Now, I went to this monitor's brand website (which is ViewSonic by the way), and even downloaded the drivers. However, it seems that this does not work also, and now I'm stuck, wondering how can I install the driver for my monitor.
Thank you in advance for whoever who tries to solve my problem.


----------



## Jtsou (Jul 13, 2007)

Hmm i thought most monitors already had the driver software installed on them, and are Plug & Play now.


----------



## bb4II3r (Feb 24, 2008)

The monitor works, but I can't really change the resolution, and thus when I try to update my computer to XP SP3, the resolution will be at 4 bit and can't be changed.


----------



## Jtsou (Jul 13, 2007)

What graphics card do you have? Does it have the latest drivers?


----------



## bb4II3r (Feb 24, 2008)

Well I'm not sure. Can you tell me how to check?


----------



## Jtsou (Jul 13, 2007)

Right click mycomputer, and click manage.

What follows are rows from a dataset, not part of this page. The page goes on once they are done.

PR #2032, opened 2026-04-16
[table-driven-branch] Stop generating legacy name maps.

allevato:
This PR stops generating the `_NameMap`s in the generated protos and removes all code pertaining to that type.

To migrate to the new reflection table quickly, I've set up `MessageSchema` and `EnumSchema` to just immediately decompress them when they're created (which would be the first time the schema of a generated message is accessed). That's not what we want long term—we can delay it even longer until such a message is parsed or serialized in text/JSON format. That will require some synchronization/caching, so I'll do it in a separate change.

These name tables operate on `String`s for expediency, which means I've dropped some optimizations in parsing/serialization where we would operate on raw buffers instead of materializing strings. I think we can get those back later (would be nice if we could use `UTF8Span` but it's too new), but since there's a likelihood that we look at replacing the scanners with something new, I figure it's better to wait for that to pan out.


Sources/protoc-gen-swift/MessageGenerator.swift
```diff
@@ -105,7 +105,11 @@ class MessageGenerator {
 
         self.messageSchemaCalculator = MessageSchemaCalculator(
             fullyQualifiedName: descriptor.fullName, fieldsSortedByNumber: fieldsSortedByNumber)
-        self.compressedReflectionData = ReflectionTableCalculator(fields: fieldsSortedByNumber).stringLiteral()
+        self.compressedReflectionData = ReflectionTableCalculator(
+            fields: fieldsSortedByNumber,
+            reservedRanges: descriptor.reservedRanges,
```
thomasvl, line 112: you might want to look at using `sortAndMergeContinuous` on this like we do for extension ranges. This could also help compact the data down.

Sources/protoc-gen-swift/ReflectionTableCalculator.swift
```diff
@@ -164,43 +178,98 @@ package struct ReflectionTableCalculator {
...
+            for (number, textOffset) in numberToTextOffset.sorted(by: { $0.key < $1.key }) {
+                appendInteger(number)
+                appendInteger(textOffset)
+            }
 
-        // JSON format name offset to field/case number (UInt32 -> UInt32), in alphabetical order.
-        for (offsetAndName, number) in jsonOffsetToNumber.sorted(by: { $0.key.name < $1.key.name}) {
-            appendInteger(offsetAndName.offset)
-            appendInteger(number)
+            // Text format name offset to field/case number (UInt32 -> UInt32), in alphabetical order.
```
thomasvl, line 235: Nit: you might want to do s/Text format/TextFormat/, I try to be consistent to make searching/etc. easier.

Sources/protoc-gen-swift/ReflectionTableCalculator.swift
```diff
@@ -107,14 +119,16 @@ package struct ReflectionTableCalculator {
 
         /// Reserves space for an aligned integer of the given type and returns the index where it
         /// should be written later by calling `updateInteger`.
-        func reserveInteger<T: BinaryInteger & FixedWidthInteger>(type: T.Type) -> Int {
-            align(to: T.self)
-            let index = result.endIndex
-            for _ in 0..<MemoryLayout<T>.size {
+        func appendSection(body: () -> Void) {
+            align(to: UInt32.self)
```
thomasvl: Is this needed or should it assert that the current offset is already aligned?

Sources/protoc-gen-swift/ReflectionTableCalculator.swift
```diff
@@ -164,43 +178,98 @@ package struct ReflectionTableCalculator {
...
+                """
+                The current metadata format only supports a maximum of 2^16 reserved names, \
+                2^16 single-element reserved ranges, and 2^16 multi-element reserved ranges.
+                """)
+        }
+        singleElementReservedRanges.sort()
+        multipleElementReservedRanges.sort { $0.lowerBound < $1.lowerBound }
+
+        // This section contains bidirectional mappings between numbers and names.
+        appendSection {
```
thomasvl, line 218: Given the section gets a length, does it make sense to not write anything in this section if there are no reserved numbers/names?  i.e. - when reading if the section size was zero, then you know there are no entries in either list?

Sources/SwiftProtobuf/JSONScanner.swift
```diff
@@ -1281,29 +1281,22 @@ internal struct JSONScanner {
...
+                if let fieldNumber = messageSchema.fieldNumber(forJSONName: key) {
                     return fieldNumber
                 }
-                if let s = utf8ToString(bytes: key.baseAddress!, count: key.count) {
-                    fieldName = s
-                } else {
-                    throw JSONDecodingError.invalidUTF8
-                }
+                fieldName = key
+//                throw JSONDecodingError.invalidUTF8
```
thomasvl: delete?

Sources/SwiftProtobuf/ReflectionTable.swift
```diff
@@ -64,46 +64,150 @@ extension ReflectionTable {
 
     /// Returns the field number with the given text name.
     package func fieldNumber(forTextName name: String) -> UInt32? {
-        number(for: name, inTableStartingAt: 8 + fieldCount * 8, count: fieldCount)
+        let num = rawNumber(forTextName: name)
+        // We might hit a reserved name with a number of 0, so convert that to nil.
```
thomasvl, line 84: Would callers ever need to know is it reserved vs. invalid?  return nil seems like it would make callers not know the difference, and I thought for parsing we ended up having to know to properly handling the option for not skipping unknown fields (but still skipping reserved names).

Sources/SwiftProtobuf/ReflectionTable.swift
```diff
@@ -64,46 +64,150 @@ extension ReflectionTable {
...
+        guard let number = rawNumber(forJSONName: name) ?? rawNumber(forTextName: name) else { return nil }
         return Int32(bitPattern: number)
     }
 }
 
+extension ReflectionTable {
+    /// Returns true if the given field number is reserved.
+    package func isNumberReserved(_ number: UInt32) -> Bool {
+        guard data.count >= 4 else { return false }
+        let section2Offset = data.withUnsafeBytes { bytes in
```
thomasvl: I may need to pull this down to trace it better, but what I'm following at the moment:

- In the api to write a section, there was that call to start out Int32 aligned, I don't see something matching here. So if that did pad, how is that accounted for here?
- In that same section writer, it pads at the end. I don't think we have to account for it because we have explicit sub section counts, so maybe we don't have to account for that and we're still good?

Sources/SwiftProtobuf/ReflectionTable.swift
```diff
@@ -64,46 +64,150 @@ extension ReflectionTable {
...
-        guard let number = fieldNumber(forJSONName: name) else { return nil }
+        guard let number = rawNumber(forJSONName: name) ?? rawNumber(forTextName: name) else { return nil }
         return Int32(bitPattern: number)
     }
 }
 
+extension ReflectionTable {
+    /// Returns true if the given field number is reserved.
+    package func isNumberReserved(_ number: UInt32) -> Bool {
+        guard data.count >= 4 else { return false }
```
thomasvl: less that 4 (and maybe no zero), could also be an error/corruption, no?  Guess it isn't worth signaling that?

Sources/SwiftProtobuf/ReflectionTable.swift
```diff
@@ -64,46 +64,150 @@ extension ReflectionTable {
...
+        let section2Offset = data.withUnsafeBytes { bytes in
+            Int(bytes.load(fromByteOffset: 0, as: UInt32.self))
+        }
+        guard section2Offset > 0 && section2Offset < data.count else { return false }
+        
+        return data.withUnsafeBytes { bytes in
+            let endOffset = Int(bytes.load(fromByteOffset: section2Offset, as: UInt32.self))
+            if endOffset - section2Offset <= 8 {
```
thomasvl: All these 8 & 4 values, should they be using UInt32's memory layout size given that's how we load them vs. just being hardcoded?

Sources/SwiftProtobuf/ReflectionTable.swift
```diff
@@ -64,46 +64,150 @@ extension ReflectionTable {
...
+extension ReflectionTable {
+    /// Returns true if the given field number is reserved.
+    package func isNumberReserved(_ number: UInt32) -> Bool {
+        guard data.count >= 4 else { return false }
+        let section2Offset = data.withUnsafeBytes { bytes in
+            Int(bytes.load(fromByteOffset: 0, as: UInt32.self))
+        }
+        guard section2Offset > 0 && section2Offset < data.count else { return false }
+        
+        return data.withUnsafeBytes { bytes in
```
thomasvl: &+, &*, etc. all though here to shrink it?

Sources/SwiftProtobuf/ReflectionTable.swift
```diff
@@ -64,46 +64,150 @@ extension ReflectionTable {
...
+            guard multiStart + multiCount * 8 <= data.count else { return false }
+            low = 0
+            high = multiCount - 1
+            var candidateIndex = -1
+
+            while low <= high {
+                let mid = (low + high) / 2
+                let offset = multiStart + mid * 8
+                let lower = bytes.load(fromByteOffset: offset, as: Int32.self)
+                let uLower = UInt32(bitPattern: lower)
```
thomasvl: Why not just load it as a UInt32, you don't seen to need `lower`

Sources/SwiftProtobuf/TextFormatEncoder.swift
```diff
@@ -46,10 +46,6 @@ internal struct TextFormatEncoder {
         data.append(contentsOf: buff)
     }
 
-    internal mutating func append(name: _NameMap.Name) {
```
thomasvl, line 49: Should there be apis to get the raw byte subanges out of the tables for both enums and fields and diectly add them to avoid the conversion to/from strings?

Sources/protoc-gen-swift/MessageGenerator.swift
allevato: Added a TODO to come back to that since it doesn't require a breaking change in the reflection data layout.

Sources/protoc-gen-swift/ReflectionTableCalculator.swift
allevato: I guess it's not needed since we also align at the end of the section as well. Replaced with an assert.

Sources/protoc-gen-swift/ReflectionTableCalculator.swift
allevato: Do you mean the next section (this is the first section with regular fields + reserved names, the second section contains reserved ranges).

Each section isn't preceded by its length, but rather the offset of the next section, so a section is empty if its next section offset is the current offset + 4.

But yes, we could have a fast path that just exits early when writing the second section if there's no data. Then the runtime could check the offset+4 condition and exit early as well.

Regenerated after that and it shaves off the expected 4 bytes from the WKTs.

Sources/protoc-gen-swift/ReflectionTableCalculator.swift
allevato: Yeah, there are a couple functions where I use `text` vs `textFormat` as well, I'll try to do a cleanup pass later.

Sources/SwiftProtobuf/JSONScanner.swift
allevato: Done.

Sources/SwiftProtobuf/ReflectionTable.swift
thomasvl: Thinks some more about this over night, should we just hard code things asserts in the generator and runtime that check that sizes are what we expect?  Even if we coded everything using memory layout, that doesn't ensure generator sizes match the runtime sizes. Cause we're making binary payloads potentially on different platforms since you can generate on a different OS/chip then where you run.

Sources/SwiftProtobuf/TextFormatEncoder.swift
allevato: Yeah, I mention that in the PR description. If we're looking at replacing the scanners/tokenizer as well, then it's worth waiting until that lands so that we can have the right shape for both decoding and encoding.

Sources/SwiftProtobuf/ReflectionTable.swift
thomasvl: This is do deal with endian issues?  Maybe comment that?  Should it then be explicitly using little endian initializers any place?  Did we do that when writing them out also?

Sources/SwiftProtobuf/ReflectionTable.swift
allevato: The current flow matches what the decoder was doing previously: asking for the field number with the given name, and if it found nothing, checking if it's reserved. So this returns nil and then it makes the reserved check.

We could potentially fold those into a single operation by returning an enum that's shaped like `case reserved; case number(UInt32)`, but I'd have to make sure that doesn't make it more annoying to use the API for callers who don't care about the reserved fields.

Sources/SwiftProtobuf/ReflectionTable.swift
allevato: I did a bunch of refactoring of this method and now it has a precondition.

Sources/SwiftProtobuf/ReflectionTable.swift
```diff
@@ -64,46 +64,150 @@ extension ReflectionTable {
...
     package func enumCase(forJSONName name: String) -> Int32? {
-        guard let number = fieldNumber(forJSONName: name) else { return nil }
+        guard let number = rawNumber(forJSONName: name) ?? rawNumber(forTextName: name) else { return nil }
         return Int32(bitPattern: number)
     }
 }
 
+extension ReflectionTable {
+    /// Returns true if the given field number is reserved.
+    package func isNumberReserved(_ number: UInt32) -> Bool {
```
thomasvl, line 109: Looking back at https://github.com/apple/swift-protobuf/blob/main/Sources/SwiftProtobuf/NameMap.swift#L534-L542, that was a linear search. They values are sorted, so we could even stop search the moment the end is > the value being checked. So the complexity of the binary searches seems overkill given how in frequently this is going to be hit. So I sorta wonder if we should do a really simple linear search and be done with it. We can always add this if we really come up with it being a hot spot, but smaller/simple for this sorta edge case seems like it might be the better tradeoff since the driver for all this is smaller.

Sources/SwiftProtobuf/ReflectionTable.swift
allevato: PTAL at the new refactor that hopefully makes this a lot clearer.

Sources/SwiftProtobuf/ReflectionTable.swift
allevato: Done. (There are a couple `+` that had to remain because they're pointer math and pointers only support `+`, not `&+`.)

Sources/SwiftProtobuf/ReflectionTable.swift
allevato: Yeah, I don't know what happened here. Gemini's fault 🙃

But thanks for mentioning the endianness issues, I had overlooked that here. Updated all these loads to use helper functions that auto-convert to the correct endianness.

Sources/SwiftProtobuf/ReflectionTable.swift
allevato: Done. Left a comment that we can dynamically choose a binary search in the future if this ever becomes a bottleneck.

Sources/SwiftProtobuf/ReflectionTable.swift
allevato: I've updated these to use `MemoryLayout` to be clearer.

Long-term, I think there are a few places in these layouts where it might be a good idea to have a `checkInvariants` function that's only called from preconditions so that debug builds will exercise them but they get compiled out in release builds. We could do that at the time that the data is decompressed (or in the case of message schemas, when it's created). I can look at that as follow-up work.

Sources/protoc-gen-swift/ReflectionTableCalculator.swift
thomasvl: Yea, sorry, comment wasn't to clear.  Generally, any place we can exploit zero "length" seems like it might be worth doing so.

Sources/SwiftProtobuf/ReflectionTable.swift
thomasvl: ack

Sources/SwiftProtobuf/ReflectionTable.swift
thomasvl: Sounds good.  I the fact that we lean into binary packing makes this seem more important from a safty pov.

thomasvl (approved):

Click device manager, then display adapters. double click the adapter listed and go to the drivers tab.


----------



## AquariusFX (Aug 14, 2008)

or go to display properties > setting
it should show both the monitor and graphic card.


----------



## Jtsou (Jul 13, 2007)

Im looking for the driver versions though, which are not shown there.


----------



## AquariusFX (Aug 14, 2008)

I just want to see if it said anything there. Sometime it would just show blank which indicate that windows use standard vga driver which explain low color.


----------



## bb4II3r (Feb 24, 2008)

Well for Jtsou, in the Device Manager menu, there isn't any display adapter section for me. Instead, the computer recognizes the monitor as Video Controller (VGA Compatible) in Other Devices.


----------



## Jtsou (Jul 13, 2007)

There HAS to be a display adapter section.


----------



## AquariusFX (Aug 14, 2008)

I bet you didn't install the vga driver.

This is why I want to see what it said on display properties > setting.


----------



## kodi (Jun 30, 2004)

When you go into the device manager the display adapter is about the fifth one down
While you are in device manager see what monitor is installed


----------



## bb4II3r (Feb 24, 2008)

That is my problem, I cannot install the VGA driver.


----------



## sobeit (Nov 11, 2007)

what computer make and model do you have? or was it custom built?


----------



## bb4II3r (Feb 24, 2008)

It's Acer Aspire S90 if I'm not wrong. But the monitor is of another brand.
I had no problem installing it last time using the same computer with XP SP3. But after I reformatted after a fatal system error, I cannot install the same monitor.


----------



## bb4II3r (Feb 24, 2008)

I forget to mention that I'm using XP SP1 right now because my recovery disc is SP1.


----------